The clinical findings and genetic variation in case 2. (A) Pedigree diagram of the family with STRD3. (B, C) Ultrasonographic indications of the fetus in case 2: the fetus had extremely short limbs and bowing of long bones. (D–G) The genetic variation identified in case 2: proband 2 (II-2 in Case 2) carried an exonic deletion and a missense variant: exon (64–83)del and c.8190G>T (p.Leu2730Phe). qPCR validation confirmed one copy loss of the 64-83exons in DYNC2H1of proband 2 (D).

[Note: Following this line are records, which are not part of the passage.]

PR #1427, opened 2017-05-24
[eslint config] [eslint config base] Additional test extensions.

knpwrs:
I did some searching and didn't see any discussion about this. I'd like to have `*.test.jsx` files in my project so that I can have tests with JSX that don't interfere with `react/jsx-filename-extension`.

### DIFF
--- a/packages/eslint-config-airbnb-base/rules/imports.js
+++ b/packages/eslint-config-airbnb-base/rules/imports.js
@@ -73,10 +73,9 @@ module.exports = {
         'tests/**', // also common npm pattern
         'spec/**', // mocha, rspec-like pattern
         '**/__tests__/**', // jest pattern
-        'test.js', // repos with a single test file
-        'test-*.js', // repos with multiple top-level test files
-        '**/*.test.js', // tests where the extension denotes that it is a test
-        '**/*.spec.js', // tests where the extension denotes that it is a test
+        'test.{js,jsx}', // repos with a single test file
+        'test-*.{js,jsx}', // repos with multiple top-level test files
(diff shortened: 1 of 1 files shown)


knpwrs:
Alternatively this can be globbed with `{js,jsx}`.

knpwrs:
I searched and yet didn't see the PR _right before mine_. Updated in any case.

packages/eslint-config-airbnb-base/rules/imports.js
```diff
@@ -73,10 +73,10 @@ module.exports = {
...
         'spec/**', // mocha, rspec-like pattern
         '**/__tests__/**', // jest pattern
-        'test.js', // repos with a single test file
-        'test-*.js', // repos with multiple top-level test files
-        '**/*.test.js', // tests where the extension denotes that it is a test
-        '**/*.spec.js', // tests where the extension denotes that it is a test
+        'test.{js,jsx}', // repos with a single test file
+        'test-*.{js,jsx}', // repos with multiple top-level test files
+        '**/*.test.{js,jsx}', // tests where the extension denotes that it is a test
+        '**/*.spec.{js,jsx}', // tests where the extension denotes that it is a test
```
ljharb: is it worth globbing together test/spec as well?

knpwrs: Like `**/*.{test,spec}.{js,jsx}`?

ljharb: yep, just like that!

knpwrs: Just checked to make sure it would work with `minimatch`. It seems like we should be good. I'll push an update.

PR #1431, opened 2017-05-26
Adding Trailing Comma

mcmar:
If you're gonna make a styleguide, you should really lint your own guide.


packages/eslint-config-airbnb-base/rules/style.js
```diff
@@ -108,7 +108,7 @@ module.exports = {
       overrides: {
         return: { after: true },
         throw: { after: true },
-        case: { after: true }
+        case: { after: true },
       }
```
ljharb: you're missing one here too.

PR #1434, opened 2017-05-31
[7.7] Modify code comment error

getjll:
I think it's a mistake to write false in falsy.


fvgs:
Thanks for taking the time to submit this. The use of `falsy` is actually correct here. See [falsy](https://developer.mozilla.org/en-US/docs/Glossary/Falsy) for more information.

getjll:
Thank you for your answer.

Validation with Sanger sequencing and qPCR demonstrated that the variants these probands carried were all inherited from their asymptomatic heterozygous carrier parents.

FIGURE 3

(A) Schematic diagram of the DYNC2H1 protein and the locations of the variants detected. (B) Conservation analysis of DYNC2H1 indicated that the protein at position 796, 2430 and 2730 are highly conserved in various species.

FIGURE 4

Results of structural analysis and molecular dynamics simulation of DYNC2H1: c.7289T>C (p.Ile2430Thr) variation. (A) Protein structure of DYNC2H1. (B, C) The wild-type structure of DYNC2H1: protein (DYNC2H1), and enlarged image of the segment containing Ile2430 residue. (D, E) The mutant structure of DYNC2H1, and segment containing the variant Thr2430 residue. (F) The number of hydrogen bonds formed between the target amino acid (meaning Ile2430 or Thr2430) and other residues. (G) Total number of hydrogen bonds in the wild-type model and the mutant model, respectively. (H, I) Comparison of local secondary structure data between Ile2430Thr mutant and wild-type. (J) RMSD: a numerical measurement indicating the difference between two structures. (K) RMSF: is a numerical measure similar to RMSD, but instead of indicating differences in position over time between entire structures; it calculates the flexibility of individual residues, or the extent to which a particular residue moves (fluctuates) during a simulation. (L) Gyrate: is a measure of the structural displacement of a protein atom with its common center of mass over the course of the simulation and provides comprehensive information about protein tightness over time. (M) SASA: measures the exposed surface in a protein structure accessible to solvent molecules.

FIGURE 5

Results of structural analysis and molecular dynamics simulation of DYNC2H1: c.8190G>T (p.Leu2730Phe) variation. (A, B) The wild-type structure of DYNC2H1: protein (DYNC2H1), and enlarged image of the segment containing Leu2730 residue. (C, D) The mutant structure of DYNC2H1, and segment containing the variant Phe2730 residue. (E) The number of hydrogen bonds formed between the target amino acid (meaning Leu2730 or Phe2730) and other residues. (F) Total number of hydrogen bonds in the wild-type model and the mutant model, respectively. (G, H) Comparison of local secondary structure data between Leu2730Phe mutant and wild-type. (I) RMSD: a numerical measurement indicating the difference between two structures. (J) RMSF: is a numerical measure similar to RMSD, but instead of indicating differences in position over time between entire structures; it calculates the flexibility of individual residues, or the extent to which a particular residue moves (fluctuates) during a simulation. (K) Gyrate: is a measure of the structural displacement of a protein atom with its common center of mass over the course of the simulation and provides comprehensive information about protein tightness over time. (L) SASA: measures the exposed surface in a protein structure accessible to solvent molecules.